#### Action item:
Repeat every record below, word for word.
|---|
PR #50, opened 2020-06-29
[13.0][IMP] ddmrp: add dedicated settings and `ddmrp_auto_update_nfp` option.

LoisRForgeFlow:
New option `ddmrp_auto_update_nfp` allows to update NFP after stock moves' state changes that can potentially affect a buffer. This can be significant overhead in systems with a high volume of transactions but it also provides more accurate buffer status without needing to increase the cron job frequency.

@ForgeFlow


jbaudoux (commented):
Some remarks

ddmrp/models/stock_move.py
```diff
@@ -21,3 +21,48 @@ def _merge_moves_fields(self):
         res = super(StockMove, self)._merge_moves_fields()
         res["buffer_ids"] = [(4, m.id) for m in self.mapped("buffer_ids")]
         return res
+
+    def write(self, vals):
+        res = super(StockMove, self).write(vals)
+        if "state" in vals and self.env.company.ddmrp_auto_update_nfp:
```
jbaudoux, line 27: Not all states update should trigger a recomputation

ddmrp/models/stock_move.py
```diff
@@ -21,3 +21,48 @@ def _merge_moves_fields(self):
...
+        out_buffers = self.env["stock.buffer"]
+        for move in self:
+            candidates = buffer_model.search(
+                [
+                    ("product_id", "=", move.product_id.id),
+                    ("location_id", "parent_of", move.location_id.id),
+                ]
+            )
+            for cand in candidates:
+                locations = self.env["stock.location"].search(
```
jbaudoux: better compare parent_path

ddmrp/models/stock_move.py
```diff
@@ -21,3 +21,48 @@ def _merge_moves_fields(self):
...
+        in_buffers = self.env["stock.buffer"]
+        for move in self:
+            candidates = buffer_model.search(
+                [
+                    ("product_id", "=", move.product_id.id),
+                    ("location_id", "parent_of", move.location_dest_id.id),
+                ]
+            )
+            for cand in candidates:
+                locations = self.env["stock.location"].search(
```
jbaudoux: better compare parent_path

jbaudoux (commented):
some remarks

ddmrp/models/stock_move.py
LoisRForgeFlow: which ones don't? I think any status change can potentially affect NFP (note that reservations reduce on-hand from buffer PoV - as qty available not reserved is what is considered on-hand)

ddmrp/models/stock_move.py
```diff
@@ -21,3 +21,48 @@ def _merge_moves_fields(self):
...
+                    ("product_id", "=", move.product_id.id),
+                    ("location_id", "parent_of", move.location_id.id),
+                ]
+            )
+            for cand in candidates:
+                locations = self.env["stock.location"].search(
+                    [("id", "child_of", [cand.location_id.id])]
+                )
+                if move.location_dest_id not in locations:
+                    out_buffers += cand
```
guewen: The whole computation of in_buffers and out_buffers is going to be slow. It generates N moves = N moves * M buffers sql queries.

It might be better to use less `search()` and use relational fields to leverage the prefetch + compare the parent_path for the location tree.

I used this helper on StockLocation in several modules:

```python
    def is_sublocation_of(self, others):
        """Return True if self is a sublocation of at least one other

        It is equivalent to the "child_of" operator, so it includes itself.
        """
        self.ensure_one()
        # Efficient way to verify that the current location is
        # below one of the other location without using SQL.
        return any(self.parent_path.startswith(other.parent_path) for other in others)

```

Example:

```python

for move in self:
    # with a relation, it will do a single sql query to get all the candidates buffers first, instead of one query per move, if we keep most of the buffers as candidates, it should be a clear win
    # buffer_ids would be to add on product.product
    candidates = move.mapped("product_id.buffer_ids").filtered(lambda buffer: move.location_id.is_sublocation_of(buffer.location_id))
    for cand in candidates:
        if not move.location_dest_id.is_sublocation_of(cand.location_id):
            out_buffers += cand
```


Also, you should use sets to store the ids before passing everything to a recordset, because continuously updating a recordet is slow (https://gist.github.com/guewen/a4a2eba5d128b4ed3129866f80571fbd)

ddmrp/models/stock_move.py
```diff
@@ -21,3 +21,48 @@ def _merge_moves_fields(self):
...
+                    ("product_id", "=", move.product_id.id),
+                    ("location_id", "parent_of", move.location_dest_id.id),
+                ]
+            )
+            for cand in candidates:
+                locations = self.env["stock.location"].search(
+                    [("id", "child_of", [cand.location_id.id])]
+                )
+                if move.location_id not in locations:
+                    in_buffers += cand
```
jbaudoux: |= ?

ddmrp/models/stock_move.py
LoisRForgeFlow: Thanks for the insights! I will test and update now.

Side note, have you thought about proposing the `is_sublocation_of` helper to Odoo?

ddmrp/models/stock_move.py
LoisRForgeFlow: Not needed after following @guewen 's approach

ddmrp/models/stock_move.py
LoisRForgeFlow: Not needed after following @guewen 's approach

ddmrp/models/stock_move.py
LoisRForgeFlow: Not needed after following @guewen 's approach

LoisRForgeFlow: Thanks for reviewing! :smiley:

ddmrp/models/stock_move.py
LoisRForgeFlow: Changes done! could you please have a look?

guewen: Nice result with the additional improvement adding the second condition in `filtered`, good catch :)



> Side note, have you thought about proposing the `is_sublocation_of` helper to Odoo?

I didn't, I might propose a more generic `is_child_of()` on master (no way they would merge in 13.0), since it makes sense on any hierarchical record.

guewen (approved):

ddmrp/models/stock_move.py
guewen: @LoisRForgeFlow https://github.com/odoo/odoo/pull/53866

jgrandguillaume (approved):
Ok, that looks really cool now thx !

JordiBForgeFlow (approved):
:+1: tested functionally and technical review. Good!

LoisRForgeFlow:
I have just fixed up "fixup" commits. No code change at all, so restarting merge op:

/ocabot merge minor

ddmrp/models/stock_move.py
LoisRForgeFlow: Great! love it :D

ddmrp/models/stock_move.py
jbaudoux: @LoisRForgeFlow done is not affecting the nfp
|---|
#### Reply:
PR #50, opened 2020-06-29
[13.0][IMP] ddmrp: add dedicated settings and `ddmrp_auto_update_nfp` option.

LoisRForgeFlow:
New option `ddmrp_auto_update_nfp` allows to update NFP after stock moves' state changes that can potentially affect a buffer. This can be significant overhead in systems with a high volume of transactions but it also provides more accurate buffer status without needing to increase the cron job frequency.

@ForgeFlow


jbaudoux (commented):
Some remarks

ddmrp/models/stock_move.py
```diff
@@ -21,3 +21,48 @@ def _merge_moves_fields(self):
         res = super(StockMove, self)._merge_moves_fields()
         res["buffer_ids"] = [(4, m.id) for m in self.mapped("buffer_ids")]
         return res
+
+    def write(self, vals):
+        res = super(StockMove, self).write(vals)
+        if "state" in vals and self.env.company.ddmrp_auto_update_nfp:
```
jbaudoux, line 27: Not all states update should trigger a recomputation

ddmrp/models/stock_move.py
```diff
@@ -21,3 +21,48 @@ def _merge_moves_fields(self):
...
+        out_buffers = self.env["stock.buffer"]
+        for move in self:
+            candidates = buffer_model.search(
+                [
+                    ("product_id", "=", move.product_id.id),
+                    ("location_id", "parent_of", move.location_id.id),
+                ]
+            )
+            for cand in candidates:
+                locations = self.env["stock.location"].search(
```
jbaudoux: better compare parent_path

ddmrp/models/stock_move.py
```diff
@@ -21,3 +21,48 @@ def _merge_moves_fields(self):
...
+        in_buffers = self.env["stock.buffer"]
+        for move in self:
+            candidates = buffer_model.search(
+                [
+                    ("product_id", "=", move.product_id.id),
+                    ("location_id", "parent_of", move.location_dest_id.id),
+                ]
+            )
+            for cand in candidates:
+                locations = self.env["stock.location"].search(
```
jbaudoux: better compare parent_path

jbaudoux (commented):
some remarks

ddmrp/models/stock_move.py
LoisRForgeFlow: which ones don't? I think any status change can potentially affect NFP (note that reservations reduce on-hand from buffer PoV - as qty available not reserved is what is considered on-hand)

ddmrp/models/stock_move.py
```diff
@@ -21,3 +21,48 @@ def _merge_moves_fields(self):
...
+                    ("product_id", "=", move.product_id.id),
+                    ("location_id", "parent_of", move.location_id.id),
+                ]
+            )
+            for cand in candidates:
+                locations = self.env["stock.location"].search(
+                    [("id", "child_of", [cand.location_id.id])]
+                )
+                if move.location_dest_id not in locations:
+                    out_buffers += cand
```
guewen: The whole computation of in_buffers and out_buffers is going to be slow. It generates N moves = N moves * M buffers sql queries.

It might be better to use less `search()` and use relational fields to leverage the prefetch + compare the parent_path for the location tree.

I used this helper on StockLocation in several modules:

```python
    def is_sublocation_of(self, others):
        """Return True if self is a sublocation of at least one other

        It is equivalent to the "child_of" operator, so it includes itself.
        """
        self.ensure_one()
        # Efficient way to verify that the current location is
        # below one of the other location without using SQL.
        return any(self.parent_path.startswith(other.parent_path) for other in others)

```

Example:

```python

for move in self:
    # with a relation, it will do a single sql query to get all the candidates buffers first, instead of one query per move, if we keep most of the buffers as candidates, it should be a clear win
    # buffer_ids would be to add on product.product
    candidates = move.mapped("product_id.buffer_ids").filtered(lambda buffer: move.location_id.is_sublocation_of(buffer.location_id))
    for cand in candidates:
        if not move.location_dest_id.is_sublocation_of(cand.location_id):
            out_buffers += cand
```


Also, you should use sets to store the ids before passing everything to a recordset, because continuously updating a recordet is slow (https://gist.github.com/guewen/a4a2eba5d128b4ed3129866f80571fbd)

ddmrp/models/stock_move.py
```diff
@@ -21,3 +21,48 @@ def _merge_moves_fields(self):
...
+                    ("product_id", "=", move.product_id.id),
+                    ("location_id", "parent_of", move.location_dest_id.id),
+                ]
+            )
+            for cand in candidates:
+                locations = self.env["stock.location"].search(
+                    [("id", "child_of", [cand.location_id.id])]
+                )
+                if move.location_id not in locations:
+                    in_buffers += cand
```
jbaudoux: |= ?

ddmrp/models/stock_move.py
LoisRForgeFlow: Thanks for the insights! I will test and update now.

Side note, have you thought about proposing the `is_sublocation_of` helper to Odoo?

ddmrp/models/stock_move.py
LoisRForgeFlow: Not needed after following @guewen 's approach

ddmrp/models/stock_move.py
LoisRForgeFlow: Not needed after following @guewen 's approach

ddmrp/models/stock_move.py
LoisRForgeFlow: Not needed after following @guewen 's approach

LoisRForgeFlow: Thanks for reviewing! :smiley:

ddmrp/models/stock_move.py
LoisRForgeFlow: Changes done! could you please have a look?

guewen: Nice result with the additional improvement adding the second condition in `filtered`, good catch :)



> Side note, have you thought about proposing the `is_sublocation_of` helper to Odoo?

I didn't, I might propose a more generic `is_child_of()` on master (no way they would merge in 13.0), since it makes sense on any hierarchical record.

guewen (approved):

ddmrp/models/stock_move.py
guewen: @LoisRForgeFlow https://github.com/odoo/odoo/pull/53866

jgrandguillaume (approved):
Ok, that looks really cool now thx !

JordiBForgeFlow (approved):
:+1: tested functionally and technical review. Good!

LoisRForgeFlow:
I have just fixed up "fixup" commits. No code change at all, so restarting merge op:

/ocabot merge minor

ddmrp/models/stock_move.py
LoisRForgeFlow: Great! love it :D

ddmrp/models/stock_move.py
jbaudoux: @LoisRForgeFlow done is not affecting the nfp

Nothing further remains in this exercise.